Finding a point on Archimedean Spiral by its path length

Question

I've been curious about Archimedean Spirals and their relations to Sacks Spirals and prime numbers.

I would like to draw some visualizations of the points with a given distance from the center, across the spiral path. Is there a formula for that?

Clarification:

I'm looking for a function that, given a distance along the path, fives the coordinates of a point along that path.

Consider the example image above. $f(0)=(0,0)$, because a distance of 0 along the path is the origin of axis. In this (rough) sketch, $f(1)≃(1, -3)$, $f(2)≃(0.8, 1.1)$, $f(3)≃(-1.3, 1.1)$ and so on.

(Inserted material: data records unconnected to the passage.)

PR #1274, opened 2020-04-07
Use synchronous GCS library for old Releases API

mozbhearsum:
When we pushed the latest Balrog code to prod today we discovered that the old Releases API was unable to write to GCS due to errors such as `errorThere is no current event loop in thread 'uWSGIWorker2Core5'.`

This is happening because when the `gcloud-aio` `Storage` class is instantiated, it requires a `aiohttp.ClientSession` (if you don't give it one, it creates one). That class calls `get_event_loop`, which is what's hitting this error. I tried a few things to fix this while still having `GCSHistory` use the async code, but nothing obvious worked, and the truth is that there's no reason we _have_ to use `gcloud-aio` for this class.

Because of this, I modified the BucketFactory to be able to return the sync or async Bucket class. This adds some temporary complexity, but all of the the sync GCS code is dying with the old Releases table -- so that's temporary.

### DIFF
--- a/src/auslib/db.py
+++ b/src/auslib/db.py
@@ -1,4 +1,3 @@
-import asyncio
 import itertools
 import json
 import logging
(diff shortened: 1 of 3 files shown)


mozbhearsum:
I should also note that I did explicit local tests of:
* insert, update, delete, and merge (which calls `getChange`) with the old releases API
* insert, update, and delete with the new releases API

I'll be running a staging release after this heads to stage before considering a prod deploy (something I should've done with the last attempt :( )

PR #1333, opened 2020-05-13
Add tests to make sure old releases aren't included in new tables and vice versa

mozbhearsum:
This is currently causing 500s in stage, because requests to `/api/releases` are trying to find signoff requirements for v2 releases.


mozbhearsum:
> Seems OK if we fully migrate old releases to the new tables. If not, the v2 API should at least read the old tables, even if not vice versa.

Fully migrating (and dropping the old tables/API) has always been the intention. Let's assume that for now, and we can adjust course if we end up not proceeding with that (or delaying for too long).

PR #1338, opened 2020-05-15
Don't query new releases scheduled changes tables in public app

### LINKED ISSUE #1337: Fix performance issues on public app with new releases tables enabled
When we enabled the new releases tables for the public app we saw roughly a ~3x spike in database load, and a smaller spike in CPU load. Two possible theories (although there may be other explanations:
1) caching of empty results from the new releases tables are broken
2) simply querying the new releases tables is causing this increase in load

I would be surprised if it was 2), as the caching should largely negate this. It's still possible though.

mozbhearsum:
I think this will fix #1337 based on some local analysis. I still want to do some verification with query logging enabled on stage before I feel confident, though.


mozbhearsum:
I've done the verification I can without this in stage. I'll do some more after it lands.

PR #1345, opened 2020-05-21
Log data about requests on BigQuery

### LINKED ISSUE #1048: log data about requests
We've long wanted to log information about what each request to Balrog is served (see https://bugzilla.mozilla.org/show_bug.cgi?id=758373). At the very least, what version we served the request, and whether or not the request got served the primary mapping, or the fallback mapping.

At this point in time, the most sensible place to put it would be BigQuery.

It's worth noting that even if/when we start doing this in the Balrog app, we still have both an nginx and a Cloudfront cache in front of it, so the data won't actually contain information about _all_ updates served, just those that make it to the app.

allan-silva:
Fixes #1048

- *updatetrack.configure_app* registers the public app to be tracked on request app context.
- *UpdateTrack* has helper methods to capture information into request app context.

### DIFF
--- a/src/auslib/AUS.py
+++ b/src/auslib/AUS.py
@@ -106,7 +106,7 @@ class AUS:
             if updateQuery["force"] == FORCE_FALLBACK_MAPPING or self.rand() >= rule["backgroundRate"]:
                 fallbackReleaseName = rule["fallbackMapping"]
                 if fallbackReleaseName:
-                    release = releases.get_release(fallbackReleaseName, transaction)
+                    release = releases.get_release(fallbackReleaseName, transaction, include_sc=False)
                     blob = None
                     if release:
                         blob = createBlob(release["blob"])
@@ -125,7 +125,7 @@ class AUS:
         # 3) Incoming release is older than the one in the mapping, defined as one of:
         #    * version decreases
         #    * version is the same and buildID doesn't increase
-        release = releases.get_release(rule["mapping"], transaction)
+        release = releases.get_release(rule["mapping"], transaction, include_sc=False)
         blob = None
         if release:
             blob = createBlob(release["blob"])
--- a/src/auslib/blobs/apprelease.py
+++ b/src/auslib/blobs/apprelease.py
@@ -88,7 +88,7 @@ class ReleaseBlobBase(XMLBlob):
         # even attempt to look it up.
         if patch["from"] != "*":
             try:
-                release = releases.get_release(patch["from"], None)
+                release = releases.get_release(patch["from"], None, include_sc=False)
                 if release:
                     return createBlob(release["blob"])
                 else:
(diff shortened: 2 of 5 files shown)


src/auslib/web/public/updatetrack.py
```diff
@@ -0,0 +1,36 @@
...
+
+    @staticmethod
+    def set_update_xml(xml):
+        g.update_track.update_xml = xml
+
+
+def configure_app(app):
+    @app.before_request
+    def before_request():
+        g.update_track = UpdateTrack(request.full_path)
```
mozbhearsum, line 30: Hmm, I'm not sure I understand the need for the `UpdateTrack` object. As far as I know, everything we need to send to BigQuery is available in `after_request`, so we should just be able to do everything there...

...however, `after_request` blocks the request from returning, which means our update responses will be slower, and will potentially break if the submission to BigQuery does not work.

Can you look into whether it's possible to do the BigQuery submission after the request returns?

allan-silva: If you are interested only in url parameters and the result XML, it is OK to collect this data on `after_request`.

But if do you want to include intermediate values, evaluated on request process, UpdateQuery object can keep this data until `after_request` reached.

Example here:

https://github.com/mozilla-releng/balrog/blob/86c29f36e2045f085c472eefe0d59306d04027fa/tests/web/test_updatetrack.py#L19-L24

The lines 21 and 22, captures values evaluated in the view function (between `before_request` and `after_request`).


> Can you look into whether it's possible to do the BigQuery submission after the request returns?

Yeah, I realized this problem too, I'm looking for if it is possible trigger an event outside Request context.


Let me know if I was clear about `UpdateTrack`, if the intermediate values are not necessary, no point to keep the object.

mozbhearsum: > Let me know if I was clear about UpdateTrack, if the intermediate values are not necessary, no point to keep the object.

I think you're right about the intermediate values; mapping & fallback mapping are not available after the request has been handled, so we will need to store them partway through handling the request. Do you have any sense which parts of the existing code will end up calling `UpdateTrack`s setters?

> Yeah, I realized this problem too, I'm looking for if it is possible trigger an event outside Request context.

Let me know if you hit an impass here and we can look at it together.

allan-silva: > Do you have any sense which parts of the existing code will end up calling UpdateTracks setters?

Probably in some place at `client.get_update_blob` or `AUS.evaluateRules` when the flow is in a request context.

> Let me know if you hit an impass here and we can look at it together.

I'm looking for a pure flask way, before look into other solutions. My next step will be test flask signals like `request_tearing_down` and `appcontext_tearing_down`.

mozbhearsum: > Probably in some place at client.get_update_blob or AUS.evaluateRules when the flow is in a request context.

Sounds good. Let's keep it in `get_update_blob` if we can, since that's the view code.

Thanks a lot for your help!

Answer 1

The arc length for $r=a\theta^{1/n}$ is given by $$ s(\theta)=a\theta^{1/n} {_2F_1}\left(-\frac{1}{2},\frac{1}{2n}; 1+\frac{1}{2n}; -n^2\theta^2\right), $$ where $_2F_1(a,b;c;x)$ is a hypergeometric function. See here.

For $n=1$ (your case) this boils down to $$ \frac{a}{2}\left[\theta\cdot\sqrt{1+\theta^2}+\ln \left(\theta+\sqrt{1+\theta^2} \right)\right]. $$

You get there by using $\vec r= (a\cdot \theta\cdot\cos\,\theta,a\cdot \theta\cdot\sin\,\theta)$ and the formula for the arc length $$ \begin{eqnarray} s(\theta)&=&\int_{0}^{\theta} \sqrt { [r_x'(\varphi)]^2 + [r_y'(\varphi)]^2 }\, d\varphi\\ &=&\int_{0}^{\theta} \sqrt {1+x^2} \, dx .\\ \end{eqnarray} $$ You'll find some ways to solve similar things like the last integral here.

Answer 2

The answer should be quite clear given the post above. All you need to do is to find the inverse function of that

$$ s(\theta)=\frac{P}{2\pi}[\frac{\theta}{2}\sqrt{1+\theta^{2}}+\frac{1}{2}\ln(\theta+\sqrt{1+\theta^{2}})] $$

where P is pitch length. Once you get $\theta(s)$, you can find $x(\theta)$ and $y(\theta)$ fairly easily.

If you can't solve $\theta(s)$ analytically, you solve it numerically. As given in the comment of the previous post, you may have a look at this one:

How to place objects equidistantly on an Archimedean spiral?